The string "think" appears in some lines of the data. Report how many, with no other words.

(Extracted records)
-*-*-
PR #3373, opened 2022-02-07
[Pages] build command + others explainer

deadlypants1973:


products/pages/src/content/get-started/index.md
```diff
@@ -67,6 +69,19 @@ Cloudflare Pages begins by working from your repository's root directory. The en
 
 ![Root directory](./images/root-directory.png)
 
+<details>
+<summary>Build command, build directory and root directory</summary>
+<div>
+
+The build command is provided by your framework. For example, the Gatsby framework uses `gatsby build` as its build command. When you are working without a framework, your build command will be `exit` 0.
```
WalshyDev: We should really move away from suggesting `exit 0` as a build command. Not specifying one is even quicker and just creates a bit less confusion (people ask why and what exit 0 is)

Also, even without a framework there can be a build command. Saying will be is a bit strong worded I think. I'm not sure.

deadlypants1973:
```suggestion
The build command is provided by your framework. For example, the Gatsby framework uses `gatsby build` as its build command. When you are working without a framework, your build command will be `exit 0`. 
```

products/pages/src/content/get-started/index.md
```diff
@@ -67,6 +69,19 @@ Cloudflare Pages begins by working from your repository's root directory. The en
 
 ![Root directory](./images/root-directory.png)
 
+<details>
+<summary>Build command, build directory and root directory</summary>
```
kristianfreeman: Nice, details tags are cool! Have we verified how this looks in the actual docs? Unsure if we styled this tag ever

products/pages/src/content/get-started/index.md
kristianfreeman: I'm good with this. I also find `exit 0` confusing (IIRC, the `0` is an "ok" status to exit with, right?) and I think it's ok to tell people that it can be blank.

WalshyDev (approved):
LGTM, ty!

kristianfreeman (approved):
-*-*-
(Response area)
2